Spring 2019 - 60380 - PA 397C - Advanced Empirical Methods for Policy Analysis

Data Visualization, Statistics, and Econometrics for Policy Analysis, Using the Python Data Science Platform

This will be fast-paced class, requiring a substantial amount of time invested outside of class in mastering basic coding and data analytical skills, through simple but progressively more demanding exercises. The class will introduce the application of data visualization, statistical, econometric, and machine learning methods to real world data, by creating demonstrations and simulations using the Python software platform and its data science-oriented data visualization and analysis packages. The learning goal is for each student to have a working knowledge of both key concepts, and basic software tools, needed to apply advanced visualization and analysis tools to real world data, to better inform real world policymaking.

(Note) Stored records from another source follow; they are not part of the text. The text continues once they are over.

PR #2674, opened 2021-03-16
2637/support tls1.3 in LDAP resolver

### LINKED ISSUE #2637: Support TLS v1.3 in LDAP Resolver
When verifying TLS in LDAP resolvers, we can choose to force a TLS protocol version, but not v1.3.

- Support TLS v1.3 enforcing
- We may be also able to force a TLS protocol version when NOT verifying the certificate

laclaro:
This PR introduces hardening changes for the LDAP resolver.

- TLS v1.3 is used as a default
- It is also possible to select a specific TLS version if 1.3 is not supported by the LDAP server
- Protocols are not negotiated with the LDAP server

If the resolverconfig key `TLS_FORCE_VERSION` is set, the resolverconfig `TLS_VERSION` is honored. Otherwise privacyIDEA will fall back to the default v1.3.

Previously, the TLS protocol version was always forced, once `TLS_VERSION` was set. In the WebUI this was always the case if certificate verification was used.
This means especially that we need a migration script which sets `TLS_FORCE_VERSION` for all LDAP resolvers where `TLS_VERSION` is also set. Otherwise people will lose their LDAP connectivity if they do not support TLS v1.3 as their expected default was
- TLS1.0 if `TLS_VERSION` is not set
- TLS1.2 at maximum if `TLS_VERSION` is set

Alternatively, we could default to "negotiation" which might be slightly more attackable. In that case, we won't need a migration and might cause an increase in security even.

- [x] Add tests for TLS parameters as we have none atm
- [x] Documentation
- [x] migration script to set TLS v1.2 for existing resolvers which previously had v1.0 as a default since TLS v1.3 is not supported by many LDAP servers. New resolvers will be created with v1.3 as default 

closes #2637.


privacyidea/lib/resolvers/LDAPIdResolver.py
```diff
@@ -983,14 +998,23 @@ def testconnection(cls, param):
...
-        if is_true(param.get("TLS_VERIFY")) \
-                and (ldap_uri.lower().startswith("ldaps") or
-                                    param.get("START_TLS")):
-            tls_version = int(param.get("TLS_VERSION") or ssl.PROTOCOL_TLSv1)
-            tls_ca_file = param.get("TLS_CA_FILE") or DEFAULT_CA_FILE
-            tls_context = Tls(validate=ssl.CERT_REQUIRED,
-                              version=tls_version,
-                              ca_certs_file=tls_ca_file)
+        if ldap_uri.lower().startswith("ldaps") or param.get("START_TLS"):
+            tls_force_version = is_true(param.get("TLS_FORCE_VERSION")) or False
```
cornelinux, line 1002: It is not clear to me, why we need the additional parameter TLS_FORCE_VERSION.
I was under the impression, that setting a distinct version actually forces to this version.
Lets talk

cornelinux (changes requested):
See my comment and also provide tests for the new code and documentation.

privacyidea/lib/resolvers/LDAPIdResolver.py
```diff
@@ -764,15 +767,26 @@ def loadConfig(self, config):
...
         self.tls_verify = is_true(config.get("TLS_VERIFY", False))
-        # Fallback to TLSv1. (int: 3, TLSv1.1: 4, v1.2: 5)
-        self.tls_version = int(config.get("TLS_VERSION") or ssl.PROTOCOL_TLSv1)
-
+        # Fallback to TLSv1. (int: 3, TLSv1.1: 4, v1.2: 5, TLS negotiation: 2)
+        self.tls_force_version = is_true(config.get("TLS_FORCE_VERSION", False))
+        self.tls_version = int(config.get("TLS_VERSION") or DEFAULT_TLS_PROTOCOL)
+        if self.tls_force_version and self.tls_version:
+            tls_version = self.tls_version
+            tls_options = TLS_OPTIONS_1_3 if tls_version == "2" else None
```
cornelinux, line 775: Please compare to ssl.PROTOCOL_TLS instead of "2".

cornelinux:
@laclaro please check the failing tests.

laclaro:
> @laclaro please check the failing tests.

Done for 3.5 in https://github.com/privacyidea/privacyidea/pull/2674/commits/5a0ecec5c96e105bd01933ddd14870b72e4819ab.

cornelinux:
An empty TLS version in the database shoud be treated as 1.0 as legacy support.

We need to discuss, if a migration script is necessary

doc/configuration/useridresolvers.rst
```diff
@@ -193,14 +193,18 @@ has not passed yet. If the *Per-process server pool* is enabled, knowledge about
 servers is persisted within each process. This setting may improve performance in situations in
 which a LDAP server from the pool is down for extended periods of time.
 
+TLS Version
+~~~~~~~~~~~
+
+When using TLS, you may specify the TLS version to use. Starting from version 3.6, privacyIDEA
+uses TLS v1.3 by default.
```
cornelinux, line 200: I think we should call it like

"...privacyIDEA offers TLS v1.3 as default value for new resovlers"

otherwise it could sound as if the configuration would have been changed.

migrations/versions/9155f0d3d028_.py
```diff
@@ -0,0 +1,64 @@
...
+
+"""
+
+# revision identifiers, used by Alembic.
+revision = '9155f0d3d028'
+down_revision = 'd5870fd2f2a4'
+
+from alembic import op
+from sqlalchemy import orm
+from privacyidea.models import Resolver, ResolverConfig
```
cornelinux, line 16: You need to copy the Class definition of the DB ``Resolver`` table and the ``ResolverConfig`` table here!

Otherwise the update script will fail if in later version the table ``Resolver`` or ``ResolverConfig`` would be enhanced.
I can explain this in detail.

migrations/versions/9155f0d3d028_.py
```diff
@@ -0,0 +1,64 @@
...
+                TLS_VERSION = TLS_VERSION_qry.Value
+            else:
+                TLS_VERSION = None
+            # For resolvers that had TLS_VERSION set but empty or not set at all use TLS v1.2
+            if (LDAPS or START_TLS):
+                if TLS_VERSION_qry is None:
+                    session.add(ResolverConfig(resolver_id=resolver_id, Key="TLS_VERSION", Value="5",
+                                               Type=u'int'))
+                elif TLS_VERSION == "":
+                    base_query.filter(ResolverConfig.Key == "TLS_VERSION").update({"Value": "5"})
```
cornelinux, line 54: ...also here.

privacyidea/lib/resolvers/LDAPIdResolver.py
```diff
@@ -764,15 +767,25 @@ def loadConfig(self, config):
         self.resolverId = self.uri
         self.authtype = config.get("AUTHTYPE", AUTHTYPE.SIMPLE)
         self.tls_verify = is_true(config.get("TLS_VERIFY", False))
-        # Fallback to TLSv1. (int: 3, TLSv1.1: 4, v1.2: 5)
-        self.tls_version = int(config.get("TLS_VERSION") or ssl.PROTOCOL_TLSv1)
-
+        # Fallback to TLSv1. (int: 3, TLSv1.1: 4, v1.2: 5, TLS negotiation: 2)
+        self.tls_version = int(config.get("TLS_VERSION") or DEFAULT_TLS_PROTOCOL)
```
cornelinux, line 771: I think the config should now (with the migration script) always contain a TLS_VERSION (at least 1.0 for the old configs).
I am a bit puzzled, if we would have to reset this here to ssl.PROTOCOL_TLSv1.

privacyidea/lib/resolvers/LDAPIdResolver.py
```diff
@@ -764,15 +767,25 @@ def loadConfig(self, config):
...
+        if self.tls_version:
+            tls_version = self.tls_version
+            tls_options = TLS_OPTIONS_1_3 if tls_version == int(ssl.PROTOCOL_TLS) else None
+        else:
```
cornelinux, line 775: I am not clear about this if-else branch.
In case of LDAPS or STARTTLS the line

    self.tls_version = int(config.get("TLS_VERSION") or DEFAULT_TLS_PROTOCOL)

will always contain a value.

In case of plain LDAP the self.tls_version will not be relevant anyways.
So I am not sure, if we need the if-else or if we need it in a different way.

privacyidea/lib/resolvers/LDAPIdResolver.py
```diff
@@ -764,15 +767,25 @@ def loadConfig(self, config):
...
+        if self.uri.lower().startswith("ldaps") or self.start_tls:
+            if self.tls_verify:
+                self.tls_context = Tls(validate=ssl.CERT_REQUIRED,
+                                       version=tls_version,
+                                       ssl_options=tls_options,
+                                       ca_certs_file=self.tls_ca_file)
+            else:
+                self.tls_context = Tls(validate=ssl.CERT_NONE,
+                                       version=tls_version,
+                                       ssl_options=tls_options)
```
cornelinux, line 788: Do I understand it correctly, that we now need a TLS context, even if the certificate is not verified, because TLS 1.3 does not work without a TLS context?

privacyidea/lib/resolvers/LDAPIdResolver.py
```diff
@@ -983,14 +996,22 @@ def testconnection(cls, param):
...
         serverpool_skip = int(param.get("SERVERPOOL_SKIP") or SERVERPOOL_SKIP)
-        if is_true(param.get("TLS_VERIFY")) \
-                and (ldap_uri.lower().startswith("ldaps") or
-                                    param.get("START_TLS")):
-            tls_version = int(param.get("TLS_VERSION") or ssl.PROTOCOL_TLSv1)
-            tls_ca_file = param.get("TLS_CA_FILE") or DEFAULT_CA_FILE
-            tls_context = Tls(validate=ssl.CERT_REQUIRED,
-                              version=tls_version,
-                              ca_certs_file=tls_ca_file)
+        if ldap_uri.lower().startswith("ldaps") or param.get("START_TLS"):
```
cornelinux, line 999: We have the same lengthy code to determine the TLS context in the LDAP resolver and in testconnection.

Do you think we can simplify this with a method like

     get_tls_context(...alll parameters to create the tls context...)

I am not sure myself, since the parameter list would probably get very lengthy.

cornelinux (changes requested):
Please check my comments and questions for me to understand and see what makes sense to be done.

There are a few things that need to be changed.

migrations/versions/9155f0d3d028_.py
```diff
@@ -0,0 +1,132 @@
...
+    Value = sa.Column(sa.Unicode(2000), default=u'')
+    Type = sa.Column(sa.Unicode(2000), default=u'')
+    Description = sa.Column(sa.Unicode(2000), default=u'')
+    __table_args__ = (sa.UniqueConstraint('resolver_id',
+                                          'Key',
+                                          name='rcix_2'),
+                      {'mysql_row_format': 'DYNAMIC'})
+
+
+class Realm(Base):
```
cornelinux, line 55: One last trick for migration scripts. In fact you do not need the **exact** copy of the ORM, only the parts, that are used.
I.e. in a migration script you could only map columns, that you actually need.

I this case you can remove the table definitions ``Realm`` and ``ResolverRealm``, since you are not accessing these tables in the logic of your code.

The Python software tools in which all students will gain some proficiency are components in the most widely used, non-proprietary, open data science software platform, and readily allow access to excellent visualization, statistical, and econometric analysis tools capable of handling even the largest public datasets. The same software platform can also be integrated with, and run, R and Stata statistical analysis code.

The intention is to make this class doubly valuable to a student interested in public policy. First, the class will introduce you to cutting edge computer software tools that can be applied to real data for practical policy purposes (and hopefully both give you some advantages in post-graduation job markets, and facilitate future acquisition of even more advanced skills over the rest of your careers). Second, the class is designed to motivate further learning of statistical, econometric, and machine learning concepts by showing that they can be simply and practically applied to real world data, and to give you some first- hand experience in doing this this.

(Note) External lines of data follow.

PR #2681, opened 2021-03-23
3.5 fix out of application context

cornelinux:
Fix two problems in the tests - not the code itself.


privacyidea/lib/resolvers/LDAPIdResolver.py
```diff
@@ -99,9 +99,13 @@
...
 # The number of seconds that ldap3 waits if no server is left in the pool, before
 # starting the next round
-pooling_loop_timeout = get_app_config_value("PI_LDAP_POOLING_LOOP_TIMEOUT", 10)
-log.info("Setting system wide POOLING_LOOP_TIMEOUT to {0!s}.".format(pooling_loop_timeout))
-ldap3.set_config_parameter("POOLING_LOOP_TIMEOUT", pooling_loop_timeout)
+try:
+    pooling_loop_timeout = get_app_config_value("PI_LDAP_POOLING_LOOP_TIMEOUT", 10)
+    log.info("Setting system wide POOLING_LOOP_TIMEOUT to {0!s}.".format(pooling_loop_timeout))
+    ldap3.set_config_parameter("POOLING_LOOP_TIMEOUT", pooling_loop_timeout)
+except RuntimeError:
```
plettich, line 106: I'd rather not fix issues from tests in the code.
Maybe we can move this call to the ``__init__`` function of the LDAPIdResolver, if there is no performance impact. We should always have an application context there.

plettich (changes requested):

privacyidea/lib/resolvers/LDAPIdResolver.py
cornelinux: I thought about putting it into `__init__`.
This also feels a bit wired, because init is called for each resolver, in each process. So the global LDAP3 setting is set several times.
I think the performance impact would not be...
...relevant.

plettich: I also thought about putting it into the ``app.py`` as all the global stuff is set there (and the configuration freshly read). But then we would have to import ``ldap3`` there as well which seemed a little too much.
We could use the technique used in the queue implementation but this also seems like overkill: https://github.com/privacyidea/privacyidea/blob/907a3c15fd2b3233062331912216b533012c952e/privacyidea/lib/queue.py#L34

cornelinux: Then I would prefer to put it into `__init__` leaving it in the LDAPResolver.py file.

Now, you?

cornelinux: see 844fc170

cornelinux:
I will create a new PR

Much of the learning will be structured as completion of data analysis exercises. In addition to these exercises, every student will have an individual midterm project, and join in a small group analysis project, with in-class presentation, discussion, and critique. Every student will also submit an individual final empirical data visualization and analysis project, in the form of a Jupyter (interactive Python) notebook.

The Python data science software platform is increasingly being used by organizations and businesses, as well as researchers, to undertake policy-relevant analysis. For examples of some interesting and useful Jupyter notebooks documenting policy relevant data analysis reported by online journalists, see https://github.com/BuzzFeedNews . For examples of research economists doing relatively advanced analyses in Jupyter notebooks, see https://quantecon.org/notebooks . For an interested curated collection of Jupyter notebooks, see https://github.com/jupyter/jupyter/wiki/A- gallery-of-interesting-Jupyter-Notebooks . For a useful collection of Jupyter notebooks focused on introductory Python programming, see https://github.com/leriomaggio/python-in-a-notebook . The Jupyter notebooks in these archives can also give you valuable insights on how to do useful things when analyzing and visualizing large scale data.

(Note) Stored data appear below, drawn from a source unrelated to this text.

PR #2686, opened 2021-03-26
2555/Enhance_diagnostic_report_tool

NNLemling:
- [x] add apache configuration
- [x] add system status (CPUs, RAM, HD)

I added the apache configurations to the apache_log and expanded the diag-tool with information about the cpu, hd and ram.

One file with all the information has now become three.

**1. privacyidea.config**
- with informations about the OS
- pi_cfg
- current_db_revision
- pi_versions
- pi_config
- FreeRADIUS_configurations
- system_status
- centos_auditlog and the apache logs including the apache config

**2. privacyidea.logfile**
- pi_logfile (It happens sometimes that customers have huge pi_log files. The log is now stored in a seperated file that gives us a better overview.

**3. privacyidea.auditlog**
- pi_auditlog (also stored in a seperated file)

The files are compressed and the customer sends us the tar.gz file at the end.

### DIFF
--- a/tools/privacyidea-diag
+++ b/tools/privacyidea-diag
@@ -155,7 +155,7 @@ system_status() {
 	log
 	log "SECTION: System Status"
 	log "======================"
-	log "CPU cores: $(grep -c ^processor /proc/cpuinfo | wc -l)"
+	log "CPU cores: $(grep -c ^processor /proc/cpuinfo)"
 	log "========================"
 	top -b -n 1 >> "$tempfile"
 	log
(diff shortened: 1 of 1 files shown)


tools/privacyidea-diag
```diff
@@ -156,51 +180,51 @@ apache_log() {
 		tail -50 /var/log/httpd/ssl_error_log  >> "$tempfile"
 		log
 		log "SECTION: httpd Access_log"
-		log "============================"
+		log "========================="
 		tail -50 /var/log/httpd/ssl_access_log  >> "$tempfile"
+		log
```
plettich, line 185: I think we should include at least the 100 last lines here, just to be on the safe side.

plettich (changes requested):
Some improvements, just contact me if there are questions.

plettich (changes requested):
just some minor changes

plettich (approved):
looks good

The class assumes you have previously taken an introductory statistics course as a prerequisite. If you have also previously gone well beyond an introductory course, you will be encouraged to assist those of your peers who have not. Lectures will be based on interactive Python notebooks (aka Jupyter notebooks). Students will follow along class lectures using open source data science software installed on a personal laptop computer (Windows, Mac, or Linux). All students must read all assigned reading, since this will be assumed as background to all the Jupyter notebook content on statistical, econometric, and machine learning concepts we go through in class. There are no computer programming prerequisites, but you will need to bring to class a personal computer with the Anaconda distribution of Python installed (more specific instructions will be distributed prior to the first class).